■ What you need to do: Below are records; output exactly the lines from the one with "Yes, sure. Sounds like a good idea!" through their final line.

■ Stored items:
PR #533, opened 2020-08-20
initContainer: Only remove password when needed

### LINKED ISSUE #523: sudo(8) inside toolbox containers asks for a password with Podman 2.0.5
When using toolbox on F33 Silverblue rawhide, entering a newly created toolbox results in an error as follows ...

    /usr/bin/id: cannot find name for group ID 1000

Inside of toolbox, when issuing a command sudoer privileges are required for, such as dnf like so ...
sudo dnf install vim-enhanced terminator results in the following prompt to the user ...

    We trust you have received the usual lecture from the local System
    Administrator. It usually boils down to these three things:
    #1) Respect the privacy of others.
    #2) Think before you type.
    #3) With great power comes great responsibility.

then, if I enter the user password the result is password attempt failure ...

    [sudo] password for ssnow:
    Sorry, try again.
    [sudo] password for ssnow:
    Sorry, try again.

This issue was originally reported at https://discussion.fedoraproject.org/t/toolbox-and-root/22123/29 and I originally thought the users system must be broken in some way. That was until I installed a fresh rawhide version of Silverblue.
IMO, it may relate to the first message I get when entering the toolbox container. Perhaps not mapping the user as the root of the container.

HarryMichal:
When a newly created container has already the current user created
inside of it then the user initialization section of command
'init-container' is not triggered. The user init section currently takes
care of:

  1) symlinking /home to /var/home if called with option --home-link

  2) creating user set by --user, --uid, --home and --shell

  3) adds the user to the sudoers group (either sudo or wheel)

  4) removes password of user and of root

This commit does the following:

  - moves 1) before the user init section and makes calling it
    conditional depending on /home being a symlink or not
  - moves 4) after the user init section and depending on the output of
    'passwd --status' (that is expected to be NP; more in 'man
    passwd(1)') calls the said sections

Partially fixes #523

### DIFF
--- a/src/cmd/initContainer.go
+++ b/src/cmd/initContainer.go
@@ -348,6 +348,8 @@ func initContainerHelp(cmd *cobra.Command, args []string) {
 func configureUsers(targetUserUid int,
 	targetUser, targetUserHome, targetUserShell string,
 	homeLink, targetUserExists bool) error {
+	var stdout strings.Builder
+
 	if homeLink {
 		if err := redirectPath("/home", "/var/home", true); err != nil {
 			return err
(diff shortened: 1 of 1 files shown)


debarshiray (commented):
Oops! Sorry, I failed to notice this PR. :(

Is it still relevant after https://github.com/containers/toolbox/pull/547 ?

HarryMichal:
> Oops! Sorry, I failed to notice this PR. :(
> 
> Is it still relevant after #547 ?

I'll have to adjust it but I'd say "yes". This PR does not touch `useradd` or `usermod`. I should also split it into several commits because now I see I tried to achieve several different things with this.

HarryMichal:
In the end, I only took one part from the original PR: making password removal conditional to prevent log cluttering. What do you think about it, @debarshiray?

debarshiray (commented):
Umm... I am a bit torn about this.

Only deleting the password when some spurious password is set seems like a reasonable thing to do, but it happens only once at container start-up so we don't actually save much. Moreover, the `fork` and `exec` to run the `passwd` process, which is relatively costly, still happens and in the worst case will happen twice.

So, not sure. Seems like more lines of code for no real benefit. :)

HarryMichal:
Fair enough. Let's close this.

Issue #529, opened 2020-08-14
Toolbox at Rawhide (Fedora 33) doesn't run other releases


juanje:
**Describe the bug**

Usually, you can run another Fedora release with toolbox by doing:
```
# On Fedora 32
$ toolbox create --release 31
Created container: fedora-toolbox-31
Enter with: toolbox enter --release 31
$ toolbox enter --release 31
```
But at **Fedora Rawhide** you get the following error:
```
# On Fedora 33
$ toolbox create --release 32
Created container: fedora-toolbox-32
Enter with: toolbox enter --release 32
$ toolbox enter --release 32
Error: invalid entry point PID of container fedora-toolbox-32
```
The full debug output:
```
$ toolbox -v enter -r 32
DEBU Running as real user ID 1000                 
DEBU Resolved absolute path to the executable as /usr/local/bin/toolbox 
DEBU Running on a cgroups v2 host                 
DEBU Checking if /etc/subgid and /etc/subuid have entries for user vagrant 
DEBU TOOLBOX_PATH is /usr/local/bin/toolbox       
DEBU Toolbox config directory is /home/vagrant/.config/toolbox 
DEBU Current Podman version is 2.1.0-dev          
DEBU Old Podman version is 2.1.0-dev              
DEBU Migration not needed: Podman version 2.1.0-dev is unchanged 
DEBU Resolving container and image names          
DEBU Container: ''                                
DEBU Image: ''                                    
DEBU Release: '32'                                
DEBU Resolved container and image names           
DEBU Container: 'fedora-toolbox-32'               
DEBU Image: 'fedora-toolbox:32'                   
DEBU Release: '32'                                
DEBU Checking if container fedora-toolbox-32 exists 
DEBU Calling org.freedesktop.Flatpak.SessionHelper.RequestSession 
DEBU Starting container fedora-toolbox-32         
DEBU Inspecting entry point of container fedora-toolbox-32 
DEBU Entry point PID is a float64                 
DEBU Entry point of container fedora-toolbox-32 is toolbox (PID=0) 
Error: invalid entry point PID of container fedora-toolbox-32
```

**Steps how to reproduce the behaviour**

1. Enter into a Fedora Rawhide/33 system.
2. Compile and install the current Toolbox versions from the source.
3. Create a new container from the previoues release (32) with:
```
$ toolbox create --release 32
```
4. Try to enter at that container by typing:
```
$ toolbox enter --release 32
```
5. It fails.

**Expected behaviour**
[...]

PR #534, opened 2020-08-21
build: Ensure binaries built on Fedora 33 run on Fedoras 32 & 31

debarshiray:
The /usr/bin/toolbox binary is not only used to interact with toolbox
containers and images from the host. It's also used as the entry point
of the containers by bind mounting the binary from the host into the
container. This means that the /usr/bin/toolbox binary on the host must
also work inside the container, even if they have different operating
systems.

In the past, this worked perfectly well with the POSIX shell
implementation because it got intepreted by whichever /bin/sh was
available.

The Go implementation also mostly worked so far because it's largely
statically linked, with the notable exception of the standard C
library. However, recently glibc-2.32, which is used by Fedora 33
onwards, added a new version of the pthread_sigmask symbol [1] as part
of the libpthread removal project.

This means that /usr/bin/toolbox binaries built against glibc-2.32 on
newer Fedoras pick up the latest version of the symbol and fail to run
against older glibcs in older Fedoras.

One way to fix this is to disable the use of any C code from Go by
using the CGO_ENABLED environment variable [2]. However, this can
negatively impact packages like "os/user" [3] and "net" [4], where the
more featureful glibc APIs will be replaced by more limited
equivalents written only in Go.

Instead, since glibc uses symbol versioning, it's better to tell the
Go toolchain to avoid linking against any symbols from glibc-2.32.

This was accomplished by a few linker tricks:

  * The GNU ld linker's --wrap flag was used when building the Go code
    to divert pthread_sigmask invocations from Go to another function
    called __wrap_pthread_sigmask.

  * A static library was added to provide this __wrap_pthread_sigmask
    function, which forwards calls to the actual pthread_sigmask API in
    glibc. This library itself was not linked with --wrap, and
    specifies the latest permissible version of the pthread_sigmask
    symbol from glibc for each architecture. Currently, the list of
    architectures covers the ones that Fedora builds for.

  * The Go cmd/link linker was switched to external mode [5]. This
    ensures that the final object file containing all the Go code gets
    linked to the standard C library and the wrapper static library by
    the GNU ld linker for the --wrap flag to kick in.

Based on ideas from Ondřej Míchal.

[1] glibc commit c6663fee4340291c
    https://sourceware.org/git/?p=glibc.git;a=commit;h=c6663fee4340291c

[2] https://golang.org/cmd/cgo/

[3] https://golang.org/pkg/os/user/

[4] https://golang.org/pkg/net/

[5] https://golang.org/src/cmd/cgo/doc.go

https://github.com/containers/toolbox/issues/529


debarshiray:
Here's a scratch build for Fedora 34: https://koji.fedoraproject.org/koji/taskinfo?taskID=49760645

I extracted the `/usr/bin/toolbox` binary from the Fedora 34 build (against glibc `master`) and was able to use it on a Fedora 31 host to create and run containers. I also built the code on Fedora 31 (against `glibc-2.31`) and used it on the same host to create and run containers.

PR #536, opened 2020-08-24
libc-wrappers: Tighten the definition of the ppc64le definition

debarshiray:
This is based on the output of 'gcc -dM -E - </dev/null' on a ppc64le
system. For what it's worth, the _CALL_ELF macro is defined as 1 on
the big endian variants of the architecture.

The original intention in commit 6ad9c631806961f3 was to support the
architectures that Fedora builds for, and it doesn't care about PowerPC
variants that aren't ppc64le [1].

[1] https://fedoraproject.org/wiki/Architectures/PowerPC


debarshiray:
Tested with a Fedora scratch build:
https://koji.fedoraproject.org/koji/taskinfo?taskID=50079103

PR #546, opened 2020-08-30
Update fallback fedora version from EOL 30

LeonardKoenig:
fedora 30 went EOL this may, thus it makes sense to update the default fallback image to fedora 32.  This only affects distributions w/o a vendor-supplied toolbox image, e.g. ArchLinux.

### DIFF
--- a/src/pkg/utils/utils.go
+++ b/src/pkg/utils/utils.go
@@ -40,7 +40,7 @@ import (
 
 const (
 	idTruncLength          = 12
-	releaseDefaultFallback = "30"
+	releaseDefaultFallback = "31"
 )
 
 const (


src/pkg/utils/utils.go
```diff
@@ -40,7 +40,7 @@ import (
 
 const (
 	idTruncLength          = 12
-	releaseDefaultFallback = "30"
+	releaseDefaultFallback = "32"
```
debarshiray, line 43: Ever since the default release for non-Fedora hosts was added in commit ca9ca9a3ded056408eb4934a6905b2488152b166, we have always pointed it to the oldest supported Fedora release.

I don't think there's any real reason for this. It's just what @andrunko went with, and after that @juhp also stuck with the same convention. So, unless there's a strong reason to change it, let's stick with the pattern.

debarshiray (commented):
Thanks for the patch, @LeonardKoenig !

src/pkg/utils/utils.go
debarshiray: I took the liberty to tweak this, and merged.

debarshiray:
Thanks a lot for your contribution!

src/pkg/utils/utils.go
LeonardKoenig: Very much fine with this, I simply didn't know about that policy.  Thank you for the fast work on this!

juhp:
How about we switch the fallback to the latest stable version about 3 months after its release?

eg If someone installs an f31 toolbox just before it is EOL (like a couple of months from now) it doesn't seem such a good UX.

HarryMichal:
I agree with @juhp.

debarshiray:
Yes, sure. Sounds like a good idea!

LeonardKoenig:
Another thing I've wondered about is how 'transitioning' is done, i.e. say I have a  f30 toolbox/container with my favorite editor etc. installed and now the default switches to f31, thus `toolbox enter` not getting me to the image I'm used to.  Is there some kind of migration mechanism planned?

In any case, this could confuse users if they suddenly are brought to a different toolbox/container than they're used to.

HarryMichal:
> Another thing I've wondered about is how 'transitioning' is done, i.e. say I have a  f30 toolbox/container with my favorite editor etc. installed and now the default switches to f31, thus `toolbox enter` not getting me to the image I'm used to.  Is there some kind of migration mechanism planned?
> 
> In any case, this could confuse users if they suddenly are brought to a different toolbox/container than they're used to.

Currently there's no mechanism that would handle this situation.

LeonardKoenig:
> How about we switch the fallback to the latest stable version about 3 months after its release?
> 
> eg If someone installs an f31 toolbox just before it is EOL (like a couple of months from now) it doesn't seem such a good UX.

Sorry to necrobump, but looking back, in that case we should've switched to **32** (because this PR was opened 3 months after 2020-04). I didn't really check the release date back then, so I missed that.  And as Fedora 31 is EOL in 7 days, I think switching to 32 should happen quite soon -- shall I make a PR or would you just change that?

I mark my calendar for 2021-01-27 to ping/PR for an update to 33 :)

■ Answer to this problem:
Yes, sure. Sounds like a good idea!

LeonardKoenig:
Another thing I've wondered about is how 'transitioning' is done, i.e. say I have a  f30 toolbox/container with my favorite editor etc. installed and now the default switches to f31, thus `toolbox enter` not getting me to the image I'm used to.  Is there some kind of migration mechanism planned?

In any case, this could confuse users if they suddenly are brought to a different toolbox/container than they're used to.

HarryMichal:
> Another thing I've wondered about is how 'transitioning' is done, i.e. say I have a  f30 toolbox/container with my favorite editor etc. installed and now the default switches to f31, thus `toolbox enter` not getting me to the image I'm used to.  Is there some kind of migration mechanism planned?
> 
> In any case, this could confuse users if they suddenly are brought to a different toolbox/container than they're used to.

Currently there's no mechanism that would handle this situation.

LeonardKoenig:
> How about we switch the fallback to the latest stable version about 3 months after its release?
> 
> eg If someone installs an f31 toolbox just before it is EOL (like a couple of months from now) it doesn't seem such a good UX.

Sorry to necrobump, but looking back, in that case we should've switched to **32** (because this PR was opened 3 months after 2020-04). I didn't really check the release date back then, so I missed that.  And as Fedora 31 is EOL in 7 days, I think switching to 32 should happen quite soon -- shall I make a PR or would you just change that?

I mark my calendar for 2021-01-27 to ping/PR for an update to 33 :)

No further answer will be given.